Segment Start: Dataset extract

PR #1082, opened 2024-05-17
feat(sequencer): update sequencer API to contain methods required by conductor/relayer

### LINKED ISSUE #957: update sequencer API to contain methods required by conductor/relayer
conductor and relayer currently rely on both cometbft and the sequencer gRPC API, which is bad, as we only want to rely on the sequencer gRPC API. we should update the sequencer API to contain the methods or similar functionality that's currently provided by cometbft to conductor/relayer. (then in another issue, actually remove the dependence on cometbft from conductor/relayer).

noot:
## Summary
update sequencer API to contain methods required by conductor/relayer

## Background
ideally conductor/relayer only need the sequencer gRPC API endpoint, not the cometbft one as well. this also allows us to eventually have the sequencer API be a full proxy of all the cometbft endpoints.

## Changes
* implement `get_chain_id`, `get_abci_info`, `get_commit` and `get_validators` in the sequencer gRPC service 
* update sequencer to know the cometbft rpc addr, as it uses the cometbft JSON-RPC API to fetch commit/validators for `get_commit` and `get_validators` respectively. it needs this as it doesn't store the commit or full validator info in its own state

## Testing
manual testing so far - unit tests/blackbox tests would require a cometbft endpoint or mock cometbft JSON-RPC server

## Related Issues
closes #957


proto/sequencerblockapis/astria/sequencerblock/v1alpha1/service.proto
```diff
@@ -4,6 +4,9 @@ package astria.sequencerblock.v1alpha1;
 
 import "astria/primitive/v1/types.proto";
 import "astria/sequencerblock/v1alpha1/block.proto";
+import "astria_vendored_sequencerblock/tendermint/abci/types.proto";
+import "astria_vendored_sequencerblock/tendermint/types/types.proto";
+import "astria_vendored_sequencerblock/tendermint/types/validator.proto";
```
joroshiba, line 9: is there any reason these can't be named the same as they are in protocol `astria_vendored`? Does this create clashes?

charts/sequencer/templates/configmaps.yaml
```diff
@@ -60,6 +60,7 @@ data:
   ASTRIA_SEQUENCER_ENABLE_MINT: "false"
   # Socket address for gRPC server
   ASTRIA_SEQUENCER_GRPC_ADDR: "0.0.0.0:{{ .Values.ports.sequencerGRPC }}"
+  ASTRIA_SEQUENCER_COMETBFT_RPC_ADDR: "http://127.0.0.1:{{ .Values.ports.cometBFTRPC }}"
```
joroshiba, line 63: nit: add to the `else` section of `if not .Values.global.dev` below instead of here, makes it clear we have breaking changes when doing a new main release.

crates/astria-sequencer/src/grpc/sequencer.rs
```diff
@@ -25,13 +39,33 @@ use crate::{
...
+
+    async fn validate_height(&self, request_height: u64) -> Result<(), Status> {
+        let snapshot = self.storage.latest_snapshot();
+        let curr_block_height = snapshot.get_block_height().await.map_err(|e| {
+            Status::internal(format!("failed to get block height from storage: {e}"))
+        })?;
+
+        if curr_block_height < request_height {
+            return Err(Status::invalid_argument(
+                "requested height is greater than current block height",
```
Fraser999, line 64: Should we also include the current height in the error response?

crates/astria-sequencer/src/grpc/sequencer.rs
```diff
@@ -152,6 +168,102 @@ impl SequencerService for SequencerServer {
...
+        let height: u32 = request
+            .height
+            .try_into()
+            .map_err(|_| Status::invalid_argument("height is too large to fit into an u32"))?;
+
+        let resp = self
+            .cometbft_client
+            .validators(height, Paging::Default)
+            .await
+            .map_err(|e| Status::internal(format!("failed to get commit from cometbft: {e}")))?;
```
Fraser999, line 232:
```suggestion
            .map_err(|e| Status::internal(format!("failed to get validators from cometbft: {e}")))?;
```

crates/astria-sequencer/src/grpc/sequencer.rs
```diff
@@ -152,6 +168,102 @@ impl SequencerService for SequencerServer {
...
+        self.validate_height(request.height).await?;
+
+        let height: u32 = request
+            .height
+            .try_into()
+            .map_err(|_| Status::invalid_argument("height is too large to fit into an u32"))?;
+
+        let resp = self
+            .cometbft_client
+            .validators(height, Paging::Default)
```
Fraser999, line 230: Should we be requesting `Paging::All` here, or maybe we need to implement paging on our server too?

crates/astria-sequencer/src/grpc/sequencer.rs
```diff
@@ -152,6 +168,102 @@ impl SequencerService for SequencerServer {
...
+            .root_hash()
+            .await
+            .map_err(|e| Status::internal(format!("failed to get app hash from storage: {e}")))?;
+
+        let response = ResponseInfo {
+            version: env!("CARGO_PKG_VERSION").to_string(),
+            app_version: 1,
+            last_block_height: u32::try_from(block_height)
+                .expect("block height must fit into u32")
+                .into(),
```
Fraser999, line 260:
```suggestion
            last_block_height: i64::try_from(block_height).expect("block height must fit into i64"),
```

SuperFluffy:
High level feedback on the quasi-cometbft RPCs here (namely `get_chain_id`, `get_abci_info`, `get_commit` and `get_validators`): I think we should have a distinct gRPC services that resemble those provided by cometbft. For example, for ABCI they are defined here: https://github.com/cometbft/cometbft/blob/main/proto/cometbft/abci/v1/service.proto

We don't need to support all of them for now, only the subset needed. But because we are in that ecosystem (and following the principle of least surprise), it makes sense to just follow their example.

crates/astria-sequencer/local.env.example
```diff
@@ -12,6 +12,11 @@ ASTRIA_SEQUENCER_ENABLE_MINT=false
 
 # Socket address for gRPC server
 ASTRIA_SEQUENCER_GRPC_ADDR="127.0.0.1:8080"
+
+# The address of the cometbft RPC server.
+# 127.0.0.1:26657 is the default socket address in comebft's `rpc.laddr` setting.
```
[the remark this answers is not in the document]
joroshiba: I hate that this is technically correct: https://github.com/astriaorg/astria/blob/main/charts/sequencer/files/cometbft/config/config.toml#L90

noot:
closing due to staleness, but we should probably do this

Segment End: Dataset extract

## Task requirements:
Write out all the data again, exactly as it appears.

## Response:
PR #1082, opened 2024-05-17
feat(sequencer): update sequencer API to contain methods required by conductor/relayer

### LINKED ISSUE #957: update sequencer API to contain methods required by conductor/relayer
conductor and relayer currently rely on both cometbft and the sequencer gRPC API, which is bad, as we only want to rely on the sequencer gRPC API. we should update the sequencer API to contain the methods or similar functionality that's currently provided by cometbft to conductor/relayer. (then in another issue, actually remove the dependence on cometbft from conductor/relayer).

noot:
## Summary
update sequencer API to contain methods required by conductor/relayer

## Background
ideally conductor/relayer only need the sequencer gRPC API endpoint, not the cometbft one as well. this also allows us to eventually have the sequencer API be a full proxy of all the cometbft endpoints.

## Changes
* implement `get_chain_id`, `get_abci_info`, `get_commit` and `get_validators` in the sequencer gRPC service 
* update sequencer to know the cometbft rpc addr, as it uses the cometbft JSON-RPC API to fetch commit/validators for `get_commit` and `get_validators` respectively. it needs this as it doesn't store the commit or full validator info in its own state

## Testing
manual testing so far - unit tests/blackbox tests would require a cometbft endpoint or mock cometbft JSON-RPC server

## Related Issues
closes #957


proto/sequencerblockapis/astria/sequencerblock/v1alpha1/service.proto
```diff
@@ -4,6 +4,9 @@ package astria.sequencerblock.v1alpha1;
 
 import "astria/primitive/v1/types.proto";
 import "astria/sequencerblock/v1alpha1/block.proto";
+import "astria_vendored_sequencerblock/tendermint/abci/types.proto";
+import "astria_vendored_sequencerblock/tendermint/types/types.proto";
+import "astria_vendored_sequencerblock/tendermint/types/validator.proto";
```
joroshiba, line 9: is there any reason these can't be named the same as they are in protocol `astria_vendored`? Does this create clashes?

charts/sequencer/templates/configmaps.yaml
```diff
@@ -60,6 +60,7 @@ data:
   ASTRIA_SEQUENCER_ENABLE_MINT: "false"
   # Socket address for gRPC server
   ASTRIA_SEQUENCER_GRPC_ADDR: "0.0.0.0:{{ .Values.ports.sequencerGRPC }}"
+  ASTRIA_SEQUENCER_COMETBFT_RPC_ADDR: "http://127.0.0.1:{{ .Values.ports.cometBFTRPC }}"
```
joroshiba, line 63: nit: add to the `else` section of `if not .Values.global.dev` below instead of here, makes it clear we have breaking changes when doing a new main release.

crates/astria-sequencer/src/grpc/sequencer.rs
```diff
@@ -25,13 +39,33 @@ use crate::{
...
+
+    async fn validate_height(&self, request_height: u64) -> Result<(), Status> {
+        let snapshot = self.storage.latest_snapshot();
+        let curr_block_height = snapshot.get_block_height().await.map_err(|e| {
+            Status::internal(format!("failed to get block height from storage: {e}"))
+        })?;
+
+        if curr_block_height < request_height {
+            return Err(Status::invalid_argument(
+                "requested height is greater than current block height",
```
Fraser999, line 64: Should we also include the current height in the error response?

crates/astria-sequencer/src/grpc/sequencer.rs
```diff
@@ -152,6 +168,102 @@ impl SequencerService for SequencerServer {
...
+        let height: u32 = request
+            .height
+            .try_into()
+            .map_err(|_| Status::invalid_argument("height is too large to fit into an u32"))?;
+
+        let resp = self
+            .cometbft_client
+            .validators(height, Paging::Default)
+            .await
+            .map_err(|e| Status::internal(format!("failed to get commit from cometbft: {e}")))?;
```
Fraser999, line 232:
```suggestion
            .map_err(|e| Status::internal(format!("failed to get validators from cometbft: {e}")))?;
```

crates/astria-sequencer/src/grpc/sequencer.rs
```diff
@@ -152,6 +168,102 @@ impl SequencerService for SequencerServer {
...
+        self.validate_height(request.height).await?;
+
+        let height: u32 = request
+            .height
+            .try_into()
+            .map_err(|_| Status::invalid_argument("height is too large to fit into an u32"))?;
+
+        let resp = self
+            .cometbft_client
+            .validators(height, Paging::Default)
```
Fraser999, line 230: Should we be requesting `Paging::All` here, or maybe we need to implement paging on our server too?

crates/astria-sequencer/src/grpc/sequencer.rs
```diff
@@ -152,6 +168,102 @@ impl SequencerService for SequencerServer {
...
+            .root_hash()
+            .await
+            .map_err(|e| Status::internal(format!("failed to get app hash from storage: {e}")))?;
+
+        let response = ResponseInfo {
+            version: env!("CARGO_PKG_VERSION").to_string(),
+            app_version: 1,
+            last_block_height: u32::try_from(block_height)
+                .expect("block height must fit into u32")
+                .into(),
```
Fraser999, line 260:
```suggestion
            last_block_height: i64::try_from(block_height).expect("block height must fit into i64"),
```

SuperFluffy:
High level feedback on the quasi-cometbft RPCs here (namely `get_chain_id`, `get_abci_info`, `get_commit` and `get_validators`): I think we should have a distinct gRPC services that resemble those provided by cometbft. For example, for ABCI they are defined here: https://github.com/cometbft/cometbft/blob/main/proto/cometbft/abci/v1/service.proto

We don't need to support all of them for now, only the subset needed. But because we are in that ecosystem (and following the principle of least surprise), it makes sense to just follow their example.

crates/astria-sequencer/local.env.example
```diff
@@ -12,6 +12,11 @@ ASTRIA_SEQUENCER_ENABLE_MINT=false
 
 # Socket address for gRPC server
 ASTRIA_SEQUENCER_GRPC_ADDR="127.0.0.1:8080"
+
+# The address of the cometbft RPC server.
+# 127.0.0.1:26657 is the default socket address in comebft's `rpc.laddr` setting.
```
[the remark this answers is not in the document]
joroshiba: I hate that this is technically correct: https://github.com/astriaorg/astria/blob/main/charts/sequencer/files/cometbft/config/config.toml#L90

noot:
closing due to staleness, but we should probably do this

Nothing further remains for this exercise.